# Preserving Biscotti HELP!!



## geckodolphin81 (Oct 10, 2007)

I was hoping someone might be able to help me out with a question. I have perfected (or at least in my opinion) my biscotti recipe and plan to give them away as gifts for the holidays. I would like to start as soon as possible but I am wondering how long they will keep and how best to preserve them. Should they be dipped first and then packaged before delivering them? Any suggestions?

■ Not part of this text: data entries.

PR #2087, opened 2025-06-09
make messages stream more readable

insipx:
### Refactor message streaming code to improve readability by extracting types and tests into separate modules
- Extracts `MessageStreamError`, `MessagePosition`, and new `GroupList` type from [stream_messages.rs](https://github.com/xmtp/libxmtp/pull/2087/files#diff-ee8c2d1c90650351a2245875b62af09f2c152c29643200276da5743cd59424e7) into [types.rs](https://github.com/xmtp/libxmtp/pull/2087/files#diff-6cce397f3eaea2a0d0532094908d527d2096e0e04c855000ec4d083ae7dc369a) module
- Moves test code from [stream_all.rs](https://github.com/xmtp/libxmtp/pull/2087/files#diff-4a3d32ed6005867d963b0eae023dc9c1fd8ffd9531413ba572f4287210a18cc1) into separate [tests.rs](https://github.com/xmtp/libxmtp/pull/2087/files#diff-da36cd09e25a94ff061dc4a491c213ce2a588ec230d68dc46575f927063176c7) module
- Replaces direct `HashMap<GroupId, MessagePosition>` usage in `StreamGroupMessages` with new `GroupList` abstraction
- Renames `MessagePosition::pos()` method to `last_streamed()` for clarity
- Adds custom `Debug` implementation for `GroupId` that displays bytes in hexadecimal format
- Updates Nix build configuration to add WebAssembly toolchain support and remove framework dependencies

#### 📍Where to Start
Start with the new `GroupList` type in [types.rs](https://github.com/xmtp/libxmtp/pull/2087/files#diff-6cce397f3eaea2a0d0532094908d527d2096e0e04c855000ec4d083ae7dc369a) to understand the extracted group tracking logic, then review how it's used in the `StreamGroupMessages` struct in [stream_messages.rs](https://github.com/xmtp/libxmtp/pull/2087/files#diff-ee8c2d1c90650351a2245875b62af09f2c152c29643200276da5743cd59424e7).

----

_[Macroscope](https://app.macroscope.com) summarized ec895ac._


insipx:
* **#2105** <a href="https://app.graphite.dev/github/pr/xmtp/libxmtp/2105?utm_source=stack-comment-icon" target="_blank">Graphite</a>
* **#2087** <a href="https://app.graphite.dev/github/pr/xmtp/libxmtp/2087?utm_source=stack-comment-icon" target="_blank">Graphite</a> 👈 <a href="https://app.graphite.dev/github/pr/xmtp/libxmtp/2087?utm_source=stack-comment-view-in-graphite" target="_blank">(View in Graphite)</a>
* `main`


<h2></h2>

insipx:
Quick PR to increase readability of MessageStreaming module. Introduces a 'types' mod and encapsulates some more logic w.r.t getting the right cursor ids

xmtp_mls/src/subscriptions/stream_messages/types.rs
```diff
@@ -0,0 +1,153 @@
...
+    }
+}
+
+pub(super) trait Api {
+    /// get the latest message for a cursor
+    async fn query_latest_position(
+        &self,
+        group: &GroupId,
+    ) -> Result<MessagePosition, SubscribeError>;
+}
```
richardhuaaa, line 86: Out of curiosity, why do we need this as a separate trait?

xmtp_mls/src/subscriptions/stream_messages/types.rs
```diff
@@ -0,0 +1,153 @@
...
+#[derive(Clone, Debug, Default)]
+pub(super) struct GroupList {
+    list: HashMap<GroupId, MessagePosition>,
+}
+
+impl GroupList {
+    pub(super) async fn new(list: Vec<GroupId>, api: &impl Api) -> Result<Self, SubscribeError> {
+        let list = stream::iter(list)
+            .map(|group| async {
+                let position = api.query_latest_position(&group).await?;
```
richardhuaaa, line 114: Just understanding better, why do we need the latest position in each group, and why fetch this from the server instead of from local DB?

xmtp_mls/src/subscriptions/stream_messages.rs
```diff
@@ -322,14 +222,14 @@ where
...
+    #[tracing::instrument(level = "trace", skip(context, new_group), fields(new_group = hex::encode(&new_group)))]
     async fn subscribe(
-        client: &'a Arc<XmtpMlsLocalContext<ApiClient, Db>>,
+        context: &'a Arc<XmtpMlsLocalContext<ApiClient, Db>>,
         filters: Vec<GroupFilter>,
         new_group: Vec<u8>,
     ) -> Result<(MessagesApiSubscription<'a, ApiClient>, Vec<u8>, Option<u64>)> {
         // get the last synced cursor
-        let stream = client.api().subscribe_group_messages(filters).await?;
+        let stream = context.api().subscribe_group_messages(filters).await?;
```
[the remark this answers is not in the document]
richardhuaaa: @insipx not super important for this PR, but do we need the `new_group` param?

xmtp_mls/src/subscriptions/stream_messages.rs
```diff
@@ -521,9 +405,8 @@ where
             hex::encode(&group.group_id)
         );
         let this = self.as_mut().project();
-        this.group_list
-            .insert(group.group_id.clone().into(), MessagePosition::new(1, 1));
-        let future = Self::subscribe(self.context, self.filters(), group.group_id);
+        this.groups.add(&group.group_id, MessagePosition::new(1, 1));
```
richardhuaaa, line 408: Why is the message position `(1, 1)` here?

xmtp_mls/src/subscriptions/stream_messages/types.rs
```diff
@@ -0,0 +1,153 @@
...
+    }
+
+    pub fn add(&mut self, group: impl AsRef<[u8]>, position: MessagePosition) {
+        self.list.insert(group.as_ref().to_vec().into(), position);
+    }
+
+    pub fn set(&mut self, group: impl AsRef<[u8]>, cursor: u64) {
+        if let Some(position) = self.list.get_mut(group.as_ref()) {
+            position.set(cursor)
+        }
```
richardhuaaa: Should we log something if the group is not found?

xmtp_mls/src/subscriptions/stream_messages.rs
```diff
@@ -452,43 +344,35 @@ where
...
-            .copied();
-        if let Some(m) = cursor {
-            // If we get a message, and its cursor is greater than what the stream started at
-            // but our last synced position is greater, try to get it from the database rather
-            // then starting process future
-            // otherwise, skip the message
-            if m.pos() > envelope.id && m.started() > envelope.id {
+        let cursor = self.groups.position(&next_msg.group_id);
+        if let Some(position) = cursor {
+            if position.last_streamed() > next_msg.id && position.started() > next_msg.id {
```
richardhuaaa, line 356: Not important for this PR, which doesn't/shouldn't have logical changes, but is `last_streamed` always bigger than `started`? I wonder if it would be easier to understand if this first conditional was simplified to `next_msg.id <= position.started()`, and the next one to `else if next_msg.id <= position.last_streamed()`. Also I'm wondering if these comparisons should be inclusive rather than exclusive

xmtp_mls/src/subscriptions/stream_messages.rs
```diff
@@ -452,43 +344,35 @@ where
...
-                    envelope.id,
+                    next_msg.id,
                 );
-                envelope = ready!(self.as_mut().skip(cx, envelope))?;
-            // we got a message with a sequence_iud greater than a message we already processed
+                next_msg = ready!(self.as_mut().skip(cx, next_msg))?;
+            // we got a message with a sequence_id greater than a message we already processed
             // so it must be present in the database
-            } else if m.pos() > envelope.id && m.started() < envelope.id {
+            } else if position.last_streamed() > next_msg.id && position.started() < next_msg.id {
```
richardhuaaa, line 369: Another comment unrelated to the refactor, but maybe we can go over the logic together? I'm possibly misunderstanding some details here. Without totally ordered streams, does it make sense to track `last_streamed` at all? It seems to me that regardless of if the incoming message is bigger or smaller than last_streamed, we want to process it if it's not in the DB. And that when the stream is initialized, `started` should be fetched from the DB rather than from the network.

xmtp_mls/src/subscriptions/stream_messages/types.rs
insipx: In the recent past, we didn't keep sequence ID on group messages, we only kept the last commit synced in the refresh state table. In order to get the latest message for a group we needed to query the network.

Recently we added sequenceIDs with the multi-cursor migration, but its still technically possible that some clients have a null sequence ID for their latest message. So I kept this in to be safe maybe until the next hammer

xmtp_mls/src/subscriptions/stream_messages/types.rs
insipx: I want to experiment with using small, focused traits private to a module in order to create more focused code and facilitate unit testing. Traits make it very easy to create quick mocks of data and test small pieces of logic. I'm not sure if this is how it will stay yet, but this module is small enough that its easy to revert.

This trait in particular removes a dependency on the monolithic local context from the module -- So, externally we don't need to go searching which method is depended on, because the trait lets us know exactly the functionality required

xmtp_mls/src/subscriptions/stream_messages.rs
insipx: yeah this logic needs to be re-scrutinized. I'm working on another pr to split the stream messages module further into digestible bits, moving unrelated things like next_message, resubscribing and processing futures into their own parts while encapsulating the state update logic. This should make the focus of stream messages on the critical bits in `on_waiting`, and allow scrutinizing the unrelated bits on their own (and hopefully make them easier to understand, too, would love your feedback on that). Maybe we can go over after that PR? Should be ready today

xmtp_mls/src/subscriptions/stream_messages/types.rs
insipx: We don't necessarily need the latest position, but before we had a sequence_id on group messages, there was no good way to know where a client left off with messages. During the initial design of this, my thinking went something like this,

If we wanted to avoid duplicates: 

- add the cursor id to the group messages (which is done now), & start from there
- query the latest from the network and start from there
- start the stream from the cursor in the refresh state table. 
    Starting from the cursor in the refresh state table increases complexity, since we would have to filter out duplicate messages by timestamp & group_id, which seems fragile & prone to mistake

Querying the latest seemed like a natural choice since I guess a stream implies new messages

Since we have sequence id now, I can make a followup to query for SequenceID, and only query the network if its None

xmtp_mls/src/subscriptions/stream_messages.rs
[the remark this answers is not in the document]
insipx: Its used once this future finishes, to correctly set the cursor on the group. Without passing the group ID here, we don't have a good way to know which group was added when. The logic for resubscribes is also being refactored to hopefully make more sense in a future PR

xmtp_mls/src/subscriptions/stream_messages.rs
insipx: last_streamed should never be less then started, but could be equal. Also, I totally agree, these conditionals are definitely confusing and need to be re-thought. I intentionally don't want to modify them in this PR, since it has the most likelihood of introducing bugs, so ideally I'd like to do it in a PR where its the focus & maybe includes some unit tests to verify the logic and validate it going forward

xmtp_mls/src/subscriptions/stream_messages.rs
richardhuaaa: Sounds great!

xmtp_mls/src/subscriptions/stream_messages.rs
insipx: TBH I don't remember exactly why. IIRC, setting a cursor of 1 the backend is _supposed_ to get all historical messages from that group so far. Setting the cursor to one here has been carried over from the very first impl of streams for v3 I think.

It's not really consistent with the stream creation, which gets the latest message from a stream. I think its assumed here that the add function is only used in stream_all, which would only add on a new welcome & getting messages from the first historical is desirable. Could probably change the naming around to make that clear

1,1 sets last streamed and started to 1

I think this is changing with reliable streams very soon

insipx:
### Merge activity

* **Jun 13, 4:56 PM UTC**: @insipx merged this pull request with [Graphite](https://app.graphite.dev/github/pr/xmtp/libxmtp/2087).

Any help would be greatly appreciated.

Heather


----------



## thetincook (Jun 14, 2002)

Make sure they are dried out thourghly during the second bake. If you are shipping them via mail, you might want to use coating chocolate since it has a higher melt point.


----------



## geckodolphin81 (Oct 10, 2007)

Thank you... I don't think I will be shipping them, but I want to keep them for a month or so. What should I package them in until I am ready to give them? I thought of using a vacuum sealer or just plain ziploc bags. Is there an ingredient that could be added or substituted to help preserve freshness? The recipe does get very dry during the second bake... I have never had them long enough to test their staying power though.


----------



## jock (Dec 4, 2001)

It might be interesting to note that biscotti were developed in Italy for long sea voyages because of their superior keeping qualities. As thetincook says, make sure they are properly dried in the second baking.

Jock


----------



## nowiamone (Jan 23, 2005)

If you are icing them, don't do it right away as the icing will look a little dull, and not as attractive. After they cool, package and freeze them. 
Take out of the wrapping to thaw and then dip in the icings shortly before you want distribute them. 

I prefer my un-iced biscot's a week or more old. We used to laugh that the old aunt's had Christmas biscot's and then summer biscot's. Meaning they baked them for the holiday's and then for the first wedding of the summer season.


----------